(SUPPLIED DATA Opens)
PR #17148, opened 2021-09-13
Change ReaderPost `card` relationship from "One to many" to "To one"

leandroalonso:
This PR changes the `ReaderPost` `card` relationship from "One to many" to "To one".

### To test

First, install an earlier version of the app (not this branch).

1. Run the older version
2. Go to Discover
3. Save a post

Switch to this branch:

1. Run the app
2. Go to the "Saved" tab
3. Make sure the post is there
4. Interact with the post
5. Unsave it
6. Go to the Discover tab

## Regression Notes
The whole app, it's a Core Data migration. :)

Relied on unit tests migration and manually testing it.

-

PR submission checklist:

### DIFF
--- a/MIGRATIONS.md
+++ b/MIGRATIONS.md
@@ -3,6 +3,12 @@
 This file documents changes in the data model. Please explain any changes to the
 data model as well as any custom migrations.
 
+## WordPress 133
+
+@leandrowalonso 2021-09-13
+
+- `ReaderPost`: change `card` to "To One" relationship
+
 ## WordPress 132
 
 @momo-ozawa 2021-08-19
@@ -56,7 +62,7 @@ data model as well as any custom migrations.
 - `BlockEditorSettings`: added the attribute
     - `rawStyles` (optional, no default, `String`)
     - `rawFeatures` (optional, no default, `String`)
-    
+
 - `BlockEditorSettingElement`: added the attribute
     - `order` (required, 0, `Int`)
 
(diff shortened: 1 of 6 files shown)


aerych (changes requested):
Heya @leandroalonso 👋 
Thanks for wrangling this! 
I gave the patch a spin, and tested as described.  For the test I used the iPhone 11 iOS 14.5 Simulator, first running (a somewhat stale copy of) develop.  I saved three separate Discover feed posts, backgrounded the app, then switched to this branch. 
Something might be missing from the configuration because I see a crash logged with the error : `reason=Can't find mapping model for migration` and copies of the model revisions.  It's a big wall of text so I won't paste it here. 

I'm not seeing where we're handling migrating the many-to relationship to a one-to relationship. From [this doc](https://developer.apple.com/documentation/coredata/using_lightweight_migration) it sounds like a one-to can easily be migrated to a many-to (and no nead for a heavy-weight migration) but the reverse isn't true.  I mention this because I wasn't sure what change we were making in the `xcmappingmodel`, it looks like it's boilerplate.  Am I missing something?  Do we need to add a `NSEntityMigrationPolicy` instance to handle getting `ReaderPost.card.first` from revsion 132 and setting `ReaderPost.card` to it's value in revision 133? 

Side note, should we add a test for this to CoreDataMigrationTests?

leandroalonso:
Thank you so much for taking a look, @aerych.

> Side note, should we add a test for this to CoreDataMigrationTests?

Yeah, absolutely. 

Interesting that I didn't manage to crash the app here, but I had this feeling that something was really missing. I'm gonna fix those. :)

aerych:
> Interesting that I didn't manage to crash the app here, but I had this feeling that something was really missing

Maybe it has something to do with the posts I saved.  These are their links.  Maybe you can spot them in your version of the Discover feed:

https://jeffflesch.com/2021/09/09/a-love-so-thick/
https://danielswearingen.com/2021/09/08/portals-then-now-forever/
https://this-mans-journey.com/2021/09/06/fall-magic-came-early/

leandroalonso:
I'll try to tackle that in a few weeks, given the current conflicts I'll close this PR.

PR #17154, opened 2021-09-14
Filters out a8c p2s from Weekly Roundup candidate sites.

diegoreymendez:
Filters out a8c p2s from Weekly Roundup candidate sites.

@startuptester - This is relevant for testing moving forward.  After this PR we'll no longer get Weekly Roundup notifications in production for A8c p2s.

## Associated PRs:

WPKit: https://github.com/wordpress-mobile/WordPressKit-iOS/pull/445

## To test:

1. Make sure you're on a fresh install - otherwise there may be a delay in the blogs getting synchronized, which is fine, but it may make the testing harder.
2. Go to Me > App Settings > Debug > Weekly Roundup
3. Make sure the toggle "Include a8c p2s" is OFF by default.  This won't be accessible in release builds.
4. Tap "Schedule Immediately".
5. Make sure you get notifications for sites that are not A8c p2s.

Test the same with the toggle ON, and you should get notifications for internal a8c sites too.

For extra security you should try running the same tests by launching the App and changing the date to the following monday after 10 am.  You may need to wait a few hours to see the Weekly Roundup notification.

## Regression Notes

1. Potential unintended areas of impact

Weekly Roundup.

2. What I did to test those areas of impact (or what existing automated tests I relied on)

The testing steps provided above should cover the changes.

3. What automated tests I added (or what prevented me from doing so)

PR submission checklist:

- [x] I have completed the Regression Notes.
- [x] I have considered adding unit tests for my changes.
- [x] I have considered adding accessibility improvements for my changes.
- [x] I have considered if this change warrants user-facing release notes and have added them to `RELEASE-NOTES.txt` if necessary.

PR #17177, opened 2021-09-17
Update WordPress Mocks to fix recent UI tests failures

mokagio:
The changes from the pair https://github.com/wordpress-mobile/WordPressKit-iOS/pull/445 https://github.com/wordpress-mobile/WordPress-iOS/pull/17154 added a new property to a model deserialized from _an already existing_ property in the JSON response (at least that's what I make of it by looking at the PRs and Git history see extra details [here](https://github.com/wordpress-mobile/WordPressMocks/pull/35).

Because the property was already there in the live responses, everything worked well when tested manually, but the UI tests failed because the stubbed response they used did not include that key in the JSON. The tests crashed when trying to assign the `nil` value stored in the `organizationId` property serialized from the stub response that didn't include the key.

## Related PRs

- [x] [WordPressMocks PR](https://github.com/wordpress-mobile/WordPressMocks/pull/35) needs to be merged and a new beta shipped before we can update this one to a tagged version and merge. Status Blocked

## How did this happen?

https://github.com/wordpress-mobile/WordPress-iOS/pull/17154 was merged even though Buildkite reported the UI tests failing. This is understandable because we (the Owl team) haven't fully migrated to Buildkite for WordPress iOS yet and the setup has been having a few occasional issues.

Moreover, the UI tests did not run in CircleCI. That's understandable, too, because they are optional and need to be unlocked manually. There's no clear rule of thumb to know when to run them and when it's safe to skip them and not have to wait for them.

The good news is that, once we'll complete the migration to Buildkite, the CI performance will be such that _UI tests will run on every commit_, so this kind of lag in discovering out-of-date tests should disappear.

### DIFF
--- a/Podfile
+++ b/Podfile
@@ -365,9 +365,9 @@ end
 ## ===================
 ##
 def wordpress_mocks
-  pod 'WordPressMocks', '~> 0.0.14'
+  # pod 'WordPressMocks', '~> 0.0.14'
   # pod 'WordPressMocks', :git => 'https://github.com/wordpress-mobile/WordPressMocks.git', :commit => ''
-  # pod 'WordPressMocks', :git => 'https://github.com/wordpress-mobile/WordPressMocks.git', :branch => 'task/jetpack-screenshots-dynamic-dates'
+  pod 'WordPressMocks', git: 'https://github.com/wordpress-mobile/WordPressMocks.git', branch: 'add-organization-id-to-me-sites'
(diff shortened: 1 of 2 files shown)


diegoreymendez (approved):
Once the pod is updated feel free to merge!

The reason I didn't notice the UI tests breaking is because I had enabled automerge on these PRs.

mokagio:
I updated the pod reference to the latest stable and run the UI tests on Buildkite and CircleCI: both passed 👍

PR #17178, opened 2021-09-17
3rd HACK week 2021 – Contact Support Self-Service Experiment

mokagio:
This is what I managed to get done during the 3rd HACK week of 2021. The idea is to present users with a self-service decision tree to address the most common questions asked to support which should ideally reduce the load and **get users the help they need faster**.

Something interesting about this PR is that I used the model described in my [microapps architecture post](https://increment.com/mobile/microapps-architecture/). I created a dedicated ContactUs framework which comes with its own microapp and did most of the development in there, enjoying a blazing fast compile time.

---

This is obviously not a finished PR, hence why I opened it as a draft. I don't have the bandwidth for working on this outside of the HACK week, unfortunately. Maybe someone else will pick it up and take over, or use this code as a reference for a new piece of work?

## Regression Notes
N.A.

N.A.

N.A.

---

- [ ] I have considered if this change warrants user-facing release notes and have added them to `RELEASE-NOTES.txt` if necessary. – _Not sure about this yet, depends whether we decide to go forward with this and merge from this branch_


WordPress/Classes/ViewRelated/Support/SupportTableViewController.swift
```diff
@@ -1,10 +1,15 @@
-import UIKit
```
mokagio, line 1: UIKit is implicitly imported in the app. We don't need to add it every time.

WordPress/Classes/ViewRelated/Support/SupportTableViewController.swift
```diff
@@ -1,10 +1,15 @@
...
 import WordPressAuthenticator
 
 class SupportTableViewController: UITableViewController {
 
     // MARK: - Properties
 
+    lazy var contactSupportSelfServiceController = ContactSupportFlowController(
+        onSupportRequested: { [weak self] in self?.presentZendeskOrLoadForums() },
+        onHelpPageLoaded: { _ in }
+    )
```
mokagio, line 11: I decided to keep the contact us module agnostic of what support SDK we use and of how to log analytics events. It accepts closure to run to delegate those functionalities.

WordPress/Classes/ViewRelated/Support/SupportTableViewController.swift
```diff
@@ -183,24 +188,66 @@ private extension SupportTableViewController {
...
+            identityUpdated: { [weak self] identityUpdated in
+                if identityUpdated {
+                    self?.reloadViewModel()
+                }
+            }
+        )
+    }
+
+    private func loadForums() {
+        guard let url = Constants.forumsURL else { return }
```
mokagio, line 246: As a side note, I think we could remove the overhead of this `guard` by declaring `forumsURL` as a `URL` and force unwrapping its assignment.

https://github.com/wordpress-mobile/WordPress-iOS/blob/2725b02ab24e48b5102ca7db2194272f650e4286/WordPress/Classes/ViewRelated/Me/Account%20Settings/AccountSettingsViewController.swift#L368

The value is a hardcoded URL and the only way it can be `nil` is if a developer makes an error in spelling out that string. It seems like a good use case for force unwrapping.

twstokes:

PR #17210, opened 2021-09-23
Fix empty state layout bug in comments

### LINKED ISSUE #17201: Comments: Loading image is not shown correctly in iPad layout
### Expected behavior
The loading image / view is shown correctly, centered in the detail view controller.

### Actual behavior
The loading image is displayed incorrectly. Looks like a bug on the view's constraints causing the loading view to ignore the sidebar.

ipad_comments_loading-state

- Run the app on an iPad simulator.
- Log in and select any site.
- Tap My Site > Comments.
- The loading image should be shown as described above.

ealeksandrov:
Fixes https://github.com/wordpress-mobile/WordPress-iOS/issues/17201.

## Description

Method `adjustNoResultViewPlacement` gets called few times after viewDidLoad and on first call it takes wrong `UITableView` frame, with negative x,y origin values. This results in initial jumping out of viewport until another refresh in a second.

The fix is simple - adding a check that empty state view already added to hierarchy. This delays frame adjustment to moment when tableView frame is correct.
I've tried instead to use different frames/bounds/etc but it all results in various new animation/layout issues.

## To test:

1. Run the app on an iPad simulator.
2. Tap My Site > Comments.
3. Select Pending/Spam tab to have empty state displayed (if needed).
4. Switch to other section and back to comments.
5. Empty state should appear correctly in detail VC on right side.

iPhone layout checked - unaffected by this change.

## Screenshots

before|after
--|--
Simulator Screen Shot|Simulator Screen Shot

---
PR submission checklist:

### DIFF
--- a/WordPress/Classes/ViewRelated/Comments/CommentsViewController.m
+++ b/WordPress/Classes/ViewRelated/Comments/CommentsViewController.m
@@ -660,6 +660,7 @@ static NSString *RestorableFilterIndexKey = @"restorableFilterIndexKey";
 
 - (void)adjustNoResultViewPlacement
 {
+    // calling this too early results in wrong tableView frame used for initial state
     if(self.noResultsViewController.view.window == nil) {
         return;
     }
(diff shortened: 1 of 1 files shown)


ScoutHarris (approved):
Tested on various devices. Looks good!

:shipit:

ealeksandrov:
Thanks @ScoutHarris!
(SUPPLIED DATA Closes)
→ THE PROBLEM
The lines from the beginning of the records through the line containing "Thanks for wrangling this!" should be reproduced exactly. Include nothing else.

→ EXERCISE RESULT
PR #17148, opened 2021-09-13
Change ReaderPost `card` relationship from "One to many" to "To one"

leandroalonso:
This PR changes the `ReaderPost` `card` relationship from "One to many" to "To one".

### To test

First, install an earlier version of the app (not this branch).

1. Run the older version
2. Go to Discover
3. Save a post

Switch to this branch:

1. Run the app
2. Go to the "Saved" tab
3. Make sure the post is there
4. Interact with the post
5. Unsave it
6. Go to the Discover tab

## Regression Notes
The whole app, it's a Core Data migration. :)

Relied on unit tests migration and manually testing it.

-

PR submission checklist:

### DIFF
--- a/MIGRATIONS.md
+++ b/MIGRATIONS.md
@@ -3,6 +3,12 @@
 This file documents changes in the data model. Please explain any changes to the
 data model as well as any custom migrations.
 
+## WordPress 133
+
+@leandrowalonso 2021-09-13
+
+- `ReaderPost`: change `card` to "To One" relationship
+
 ## WordPress 132
 
 @momo-ozawa 2021-08-19
@@ -56,7 +62,7 @@ data model as well as any custom migrations.
 - `BlockEditorSettings`: added the attribute
     - `rawStyles` (optional, no default, `String`)
     - `rawFeatures` (optional, no default, `String`)
-    
+
 - `BlockEditorSettingElement`: added the attribute
     - `order` (required, 0, `Int`)
 
(diff shortened: 1 of 6 files shown)


aerych (changes requested):
Heya @leandroalonso 👋 
Thanks for wrangling this! 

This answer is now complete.